**TASK ITEM**
Please give the data again in full, exactly as provided.

**SOURCE MATERIAL**

PR #2125, opened 2024-11-05
feat: Create `FolderPicker` - WPB-11892

samwyndham:
<table>
<td>
  <a href="https://wearezeta.atlassian.net/browse/WPB-11892" title="WPB-11892" target="_blank">TaskWPB-11892</a>  [iOS] Implement non empty state in `Folders Picker` view
  </td></table>
  <br />
 

### Issue

This PR:

- introduces a `FolderPicker` SwiftUI  component. 
- adds a new test target - `WireFolderPickerUI` - along with `Localizable` & `Accessibility` string catalogues.
- moves the `Close` icon to `WireDesign`
- adds a `CloseButton` SwiftUI component to `WireReusableUIComponents`

 It is not yet used in the main project. Still todo:

- [ ] Implement empty state
- [ ] Snapshot test (somehow). I ran into [this issue](https://github.com/pointfreeco/swift-snapshot-testing/discussions/781) attempting to snapshot test this view. I _think_ the only way to snapshot test this correctly will be within an app host 😢 

Screenshot 2024-11-05 at 08 36 23

### Testing

No tests added yet

---

### Checklist

---


WireUI/Sources/WireDesign/Colors/Color+WireAccentColor.swift
```diff
@@ -0,0 +1,26 @@
...
+// You should have received a copy of the GNU General Public License
+// along with this program. If not, see http://www.gnu.org/licenses/.
+//
+
+import SwiftUI
+import WireFoundation
+
+public extension Color {
+    init(_ wireAccentColor: WireAccentColor) {
+        self = WireAccentColorMapping().color(for: wireAccentColor)
```
samwyndham, line 24: @caldrian Any issue with doing this?

crowdin.yml
```diff
@@ -54,5 +54,17 @@ files: [
    "dest" : "/App/WireMainNavigationUI/Resources/Accessibility.xcstrings",
    "translation" : "%original_path%/%original_file_name%",
    "multilingual": true,
-  },
+ },
+ {
+  "source" : "/WireUI/Sources/WireFolderPickerUI/Resources/Localizable.xcstrings",
+  "dest" : "/App/WireFolderPickerUI/Resources/Localizable.xcstrings",
```
samwyndham, line 60: @caldrian Do you know if I have to manually create these items on crowdin or will they be auto created when the localization action runs?

WireUI/Package.swift
```diff
@@ -16,7 +16,8 @@ let package = Package(
         .library(name: "WireMainNavigationUI", targets: ["WireMainNavigationUI"]),
         .library(name: "WireReusableUIComponents", targets: ["WireReusableUIComponents"]),
         .library(name: "WireSettingsUI", targets: ["WireSettingsUI"]),
-        .library(name: "WireSidebarUI", targets: ["WireSidebarUI"])
+        .library(name: "WireSidebarUI", targets: ["WireSidebarUI"]),
+        .library(name: "WireFolderPickerUI", targets: ["WireFolderPickerUI"])
```
caldrian, line 20: Do you mind ordering it alphabetically? :)

crowdin.yml
caldrian: They will be created.

wire-ios/Wire-iOS/Sources/UserInterface/DeviceView/Views/E2EIdentityCertificateDetailsView.swift
```diff
@@ -51,7 +51,8 @@ struct E2EIdentityCertificateDetailsView: View {
                         didDismiss?()
                     },
                     label: {
-                        Image(.close)
+                        Image
+                            .close
```
caldrian, line 55: Is this minor difference really worth spoiling the `Image` namespace?
`Image(.close)` vs. `Image.close`
First, I'd consider the first variant more readable, everybody is familiar with the `init` taking an `ImageResource`.
Second, it doesn't scale well. Imagine having all images in the codebase as extension to `SwiftUI.Image`. A long list of assets mixed with the original API.

In my opinion the `ImageResource` is a great shortcut on its own.

WireUI/Sources/WireFolderPickerUI/FolderPicker.swift
```diff
@@ -0,0 +1,123 @@
...
+                    CloseButton(
+                        action: didTapClose,
+                        accessibilityLabel: String(
+                            localized: "folderPicker.close.label",
+                            table: "Accessibility",
+                            bundle: .module
+                        )
+                    )
+                }
+            }
```
caldrian, line 83: In the design the folder title is on the left side. Have you considered implementing it like this?
```suggestion
            }
            ToolbarItem(placement: .topBarLeading) {
                Text("folderPicker.title", tableName: "Localizable", bundle: .module)
                    .font(.title3.bold())
            }
```
Screenshot 2024-11-05 at 14 41 17

We would need to inject the correct text style though.

WireUI/Sources/WireFolderPickerUI/FolderPicker.swift
```diff
@@ -0,0 +1,123 @@
...
+        dismiss()
+    }
+
+}
+
+// MARK: - Previews
+
+@available(iOS 17.0, *)
+#Preview {
+    @Previewable @State var isPresented = false
```
caldrian, line 97:
```suggestion
    @Previewable @State var isPresented = true
```
... otherwise during editing you constantly have to tap "Show Picker"

WireUI/Sources/WireDesign/Icons/Image+ImageResource.swift
```diff
@@ -0,0 +1,23 @@
...
+//
+// You should have received a copy of the GNU General Public License
+// along with this program. If not, see http://www.gnu.org/licenses/.
+//
+
+import SwiftUI
+
+public extension Image {
+    static let close = Image(.close)
+}
```
caldrian, line 23: optional: I'd delete this code, see the related comment.

caldrian (approved):
Nice, why isn't all our UI in SwiftUI?

wire-ios/Wire-iOS/Sources/UserInterface/DeviceView/Views/E2EIdentityCertificateDetailsView.swift
samwyndham: @caldrian I agree. This is just a work around for an Xcode annoyance.

The issue is that the `close` asset has moved to another target. Unfortunately we can't reference an `ImageResource` from another target because as far as I can tell an `ImageResource` is an **internal** type 🤯 to the target. e.g. Xcode is generating a new `ImageResource` type in each target.

This is super annoying but I can't find a better workaround.

WireUI/Sources/WireFolderPickerUI/FolderPicker.swift
samwyndham: I originally had this but when discussing with Wolfgang he said to keep it as whatever the default is so kept it in the center

WireUI/Package.swift
samwyndham: I will fix this in https://github.com/wireapp/wire-ios/pull/2127

WireUI/Sources/WireFolderPickerUI/FolderPicker.swift
samwyndham: I will fix this in https://github.com/wireapp/wire-ios/pull/2127

WireUI/Sources/WireFolderPickerUI/FolderPicker.swift
agisilaos: @samwyndham Then please ping him to update the design in Figma.

wire-ios/Wire-iOS/Sources/UserInterface/DeviceView/Views/E2EIdentityCertificateDetailsView.swift
caldrian: I see, what about creating a `CloseButton` view in `ReuisableUIComponents`?

WireUI/Sources/WireFolderPickerUI/FolderPicker.swift
```diff
@@ -0,0 +1,123 @@
...
+    }
+
+    public var body: some View {
+        List {
+            Picker("", selection: $selected) {
+                ForEach(options) { option in
+                    Text(option.title)
+                        .font(.textStyle(.body1))
+                        .lineLimit(1)
+                        .foregroundStyle(option.id == selected ? Color(accentColor) : .primaryText)
```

**RESPONSE FOR THIS EXERCISE**
PR #2125, opened 2024-11-05
feat: Create `FolderPicker` - WPB-11892

samwyndham:
<table>
<td>
  <a href="https://wearezeta.atlassian.net/browse/WPB-11892" title="WPB-11892" target="_blank">TaskWPB-11892</a>  [iOS] Implement non empty state in `Folders Picker` view
  </td></table>
  <br />
 

### Issue

This PR:

- introduces a `FolderPicker` SwiftUI  component. 
- adds a new test target - `WireFolderPickerUI` - along with `Localizable` & `Accessibility` string catalogues.
- moves the `Close` icon to `WireDesign`
- adds a `CloseButton` SwiftUI component to `WireReusableUIComponents`

 It is not yet used in the main project. Still todo:

- [ ] Implement empty state
- [ ] Snapshot test (somehow). I ran into [this issue](https://github.com/pointfreeco/swift-snapshot-testing/discussions/781) attempting to snapshot test this view. I _think_ the only way to snapshot test this correctly will be within an app host 😢 

Screenshot 2024-11-05 at 08 36 23

### Testing

No tests added yet

---

### Checklist

---


WireUI/Sources/WireDesign/Colors/Color+WireAccentColor.swift
```diff
@@ -0,0 +1,26 @@
...
+// You should have received a copy of the GNU General Public License
+// along with this program. If not, see http://www.gnu.org/licenses/.
+//
+
+import SwiftUI
+import WireFoundation
+
+public extension Color {
+    init(_ wireAccentColor: WireAccentColor) {
+        self = WireAccentColorMapping().color(for: wireAccentColor)
```
samwyndham, line 24: @caldrian Any issue with doing this?

crowdin.yml
```diff
@@ -54,5 +54,17 @@ files: [
    "dest" : "/App/WireMainNavigationUI/Resources/Accessibility.xcstrings",
    "translation" : "%original_path%/%original_file_name%",
    "multilingual": true,
-  },
+ },
+ {
+  "source" : "/WireUI/Sources/WireFolderPickerUI/Resources/Localizable.xcstrings",
+  "dest" : "/App/WireFolderPickerUI/Resources/Localizable.xcstrings",
```
samwyndham, line 60: @caldrian Do you know if I have to manually create these items on crowdin or will they be auto created when the localization action runs?

WireUI/Package.swift
```diff
@@ -16,7 +16,8 @@ let package = Package(
         .library(name: "WireMainNavigationUI", targets: ["WireMainNavigationUI"]),
         .library(name: "WireReusableUIComponents", targets: ["WireReusableUIComponents"]),
         .library(name: "WireSettingsUI", targets: ["WireSettingsUI"]),
-        .library(name: "WireSidebarUI", targets: ["WireSidebarUI"])
+        .library(name: "WireSidebarUI", targets: ["WireSidebarUI"]),
+        .library(name: "WireFolderPickerUI", targets: ["WireFolderPickerUI"])
```
caldrian, line 20: Do you mind ordering it alphabetically? :)

crowdin.yml
caldrian: They will be created.

wire-ios/Wire-iOS/Sources/UserInterface/DeviceView/Views/E2EIdentityCertificateDetailsView.swift
```diff
@@ -51,7 +51,8 @@ struct E2EIdentityCertificateDetailsView: View {
                         didDismiss?()
                     },
                     label: {
-                        Image(.close)
+                        Image
+                            .close
```
caldrian, line 55: Is this minor difference really worth spoiling the `Image` namespace?
`Image(.close)` vs. `Image.close`
First, I'd consider the first variant more readable, everybody is familiar with the `init` taking an `ImageResource`.
Second, it doesn't scale well. Imagine having all images in the codebase as extension to `SwiftUI.Image`. A long list of assets mixed with the original API.

In my opinion the `ImageResource` is a great shortcut on its own.

WireUI/Sources/WireFolderPickerUI/FolderPicker.swift
```diff
@@ -0,0 +1,123 @@
...
+                    CloseButton(
+                        action: didTapClose,
+                        accessibilityLabel: String(
+                            localized: "folderPicker.close.label",
+                            table: "Accessibility",
+                            bundle: .module
+                        )
+                    )
+                }
+            }
```
caldrian, line 83: In the design the folder title is on the left side. Have you considered implementing it like this?
```suggestion
            }
            ToolbarItem(placement: .topBarLeading) {
                Text("folderPicker.title", tableName: "Localizable", bundle: .module)
                    .font(.title3.bold())
            }
```
Screenshot 2024-11-05 at 14 41 17

We would need to inject the correct text style though.

WireUI/Sources/WireFolderPickerUI/FolderPicker.swift
```diff
@@ -0,0 +1,123 @@
...
+        dismiss()
+    }
+
+}
+
+// MARK: - Previews
+
+@available(iOS 17.0, *)
+#Preview {
+    @Previewable @State var isPresented = false
```
caldrian, line 97:
```suggestion
    @Previewable @State var isPresented = true
```
... otherwise during editing you constantly have to tap "Show Picker"

WireUI/Sources/WireDesign/Icons/Image+ImageResource.swift
```diff
@@ -0,0 +1,23 @@
...
+//
+// You should have received a copy of the GNU General Public License
+// along with this program. If not, see http://www.gnu.org/licenses/.
+//
+
+import SwiftUI
+
+public extension Image {
+    static let close = Image(.close)
+}
```
caldrian, line 23: optional: I'd delete this code, see the related comment.

caldrian (approved):
Nice, why isn't all our UI in SwiftUI?

wire-ios/Wire-iOS/Sources/UserInterface/DeviceView/Views/E2EIdentityCertificateDetailsView.swift
samwyndham: @caldrian I agree. This is just a work around for an Xcode annoyance.

The issue is that the `close` asset has moved to another target. Unfortunately we can't reference an `ImageResource` from another target because as far as I can tell an `ImageResource` is an **internal** type 🤯 to the target. e.g. Xcode is generating a new `ImageResource` type in each target.

This is super annoying but I can't find a better workaround.

WireUI/Sources/WireFolderPickerUI/FolderPicker.swift
samwyndham: I originally had this but when discussing with Wolfgang he said to keep it as whatever the default is so kept it in the center

WireUI/Package.swift
samwyndham: I will fix this in https://github.com/wireapp/wire-ios/pull/2127

WireUI/Sources/WireFolderPickerUI/FolderPicker.swift
samwyndham: I will fix this in https://github.com/wireapp/wire-ios/pull/2127

WireUI/Sources/WireFolderPickerUI/FolderPicker.swift
agisilaos: @samwyndham Then please ping him to update the design in Figma.

wire-ios/Wire-iOS/Sources/UserInterface/DeviceView/Views/E2EIdentityCertificateDetailsView.swift
caldrian: I see, what about creating a `CloseButton` view in `ReuisableUIComponents`?

WireUI/Sources/WireFolderPickerUI/FolderPicker.swift
```diff
@@ -0,0 +1,123 @@
...
+    }
+
+    public var body: some View {
+        List {
+            Picker("", selection: $selected) {
+                ForEach(options) { option in
+                    Text(option.title)
+                        .font(.textStyle(.body1))
+                        .lineLimit(1)
+                        .foregroundStyle(option.id == selected ? Color(accentColor) : .primaryText)
```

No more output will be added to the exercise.